Task 4. Execute Check Script

Execute 00_check_core.py to generate useful information.

Task 5. Execute Multiple Processes Project Script

Execute multiple_processes.py.

Read the output. Read the code. Try to figure out what's going on.

  1. What libraries did we import? datetime, logging, multiprocessing, os, platform, sqlite3, sys, time
  2. Where do we set the TASK_DURATION_SECONDS? Following the import of the libraries that are being used we set the TASK_DURATION_SECONDS along with any other program constants
  3. How many functions are defined? There are seven functions
  4. What are the function names? recreate_database create_table drop_table insert_pet process_one process_two process_three
  5. In general, what does each function do? recreate_database Drops and recreates the database create_table Creates a table in the database drop_table Drops the table if it exists insert_pet Inserts a pet into pets table process_one Specifies name and breed of pet to add for process one process_two Specifies name and breed of pet to add for process two process_three Specifies name and breed of pet to add for process three
  6. Where does the execution begin? Hint: generally at the end of the file. Line 169: if name == "main":
  7. How many processes do we start? Three processes are started using multiprocessing.Process()
  8. How many records does each process insert? There are two pets inserted into the database by each process

In this first run, we start 3 processes, each inserting 2 records into a shared database (for a total of 6 records inserted.)
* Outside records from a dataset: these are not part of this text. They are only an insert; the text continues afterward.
PR #22615, opened 2021-12-06
Added refine-support for Min and Max

oscargus:

Related to https://github.com/sympy/sympy/discussions/22515

Just realized that there is a Discussions-tab... Found https://github.com/sympy/sympy/discussions/22515 and decided to make a stab at it.

Not really happy with the code, but can currently not figure out a better way of doing it... 

#### Other comments

I would have expected something else than an error here:
`refine(Max(a, b, c), Q.positive(a) & Q.negative(c))`

```

  File "C:\Users\Oscar\AppData\Local\Temp/ipykernel_22316/742831045.py", line 1, in <module>
    refine(Max(a, b, c), Q.positive(a) & Q.negative(c))

  File "C:\Users\Oscar\sympy\sympy\assumptions\refine.py", line 55, in refine
    ref_expr = expr._eval_refine(assumptions)

  File "C:\Users\Oscar\sympy\sympy\functions\elementary\miscellaneous.py", line 813, in _eval_refine
    if ask(i > j, assumptions):

  File "C:\Users\Oscar\sympy\sympy\assumptions\ask.py", line 480, in ask
    raise ValueError("inconsistent assumptions %s" % assumptions)

ValueError: inconsistent assumptions Q.negative(c) & Q.positive(a)
```

Not really clear why they are deemed inconsistent....

#### Release Notes

* assumptions
   * Basic support for `refine` of `Min` and `Max`.

### DIFF
--- a/sympy/core/relational.py
+++ b/sympy/core/relational.py
@@ -7,7 +7,7 @@ from .function import AppliedUndef
 from .singleton import S
 from .sympify import _sympify, SympifyError
 from .parameters import global_parameters
-from .logic import fuzzy_bool, fuzzy_xor, fuzzy_and, fuzzy_not
+from .logic import fuzzy_bool, fuzzy_xor, fuzzy_and, fuzzy_not, fuzzy_or
 from sympy.logic.boolalg import Boolean, BooleanAtom
 from sympy.utilities.exceptions import SymPyDeprecationWarning
 from sympy.utilities.iterables import sift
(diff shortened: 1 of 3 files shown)


oscargus:
Nah, seems to require more work to make sense, probably with more insights into how the new assumptions system works. Will keep it here to not forget about it.

(It works if > is used instead of >= in the `ask`, so somehow that should be fixed as well... That is, `ask(a >= c, Q.gt(a, c))` should return `True`, `ask(a > c, Q.gt(a, c))` does return `True`)

oscarbenjamin:
> I would have expected something else than an error here:
> refine(Max(a, b, c), Q.positive(a) & Q.negative(c))

I don't see an error for that:
```python
In [1]: a, b, c = symbols('a, b, c')

In [2]: refine(Max(a, b, c), Q.positive(a) & Q.negative(c))
Out[2]: Max(a, b, c)

In [3]: a, b, c = symbols('a, b, c', real=True)

In [4]: refine(Max(a, b, c), Q.positive(a) & Q.negative(c))
Out[4]: Max(a, b, c)
```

In each case, the process gets a connection to the database, and a cursor to execute SQL statements. It inserts a record, and exits the database quickly.

In general, we're successful and six new records get inserted.

Task 6. Execute Multiple Processes Script with Longer Tasks

For the second run, modify the task duration to make each task take 3 seconds. Hint: Look for the TODO. Run the script again. With the longer tasks, we now get into trouble - one process will have the database open and be working on it - then when another process tries to do the same, it can't and we end up with errors.

Task 7. Document Results After Each Run

To clear the terminal, in the terminal window, type clear and hit enter or return.

clear

To document results, clear the terminal, run the script, and paste all of the terminal contents into the output file.

Use out0.txt to document the first run.

Use out3.txt to document the second run.


Helpful Information

To get more help on the early tasks, see streaming-01-getting-started.

Select All, Copy, Paste

On Windows the select all, copy, paste hotkeys are:

  • CTRL a
  • CTRL c
  • CTRL v

On a Mac the select all, copy, paste hotkeys are:

  • Command a
  • Command c
  • Command v

Detailed copy/paste instructions (as needed)

  1. To use these keys to transfer your output into a file, clear the terminal, run the script, then click in the terminal to make it active.
  2. To select all terminal content, hold CTRL and the 'a' key together.
  3. To copy the selected content, hold CTRL and the 'c' key together.
  4. To paste, open the destination file (e.g. out0.py) for editing.
  5. Click somewhere in the destination file to make it the active window.
  6. Now hit CTRL a (both together) to select all of the destination file.
  7. Hit CTRL v (both together) to paste the content from your clipboard.

Do a web search to find helpful videos on anything that seems confusing and share them in our discussion.

Reading Error Messages

Python has pretty helpful error messages. When you get an error, read them carefully.

  • What error do you get?

Database Is Locked Error

Do a web search on the sqlite3 'database is locked' error.

  • What do you learn?
  • Once a process fails, it crashes the main process and everything stops.

Deadlock

Deadlock is a special kind of locking issue where a process is waiting on a resource or process, that is waiting also.

Rather than crashing, a system in deadlock may wait indefinitely, with no process able to move forward and make progress.

Learn More

Check out Wikipedia's article on deadlock and other sources to learn how to prevent and avoid locking issues in concurrent processes.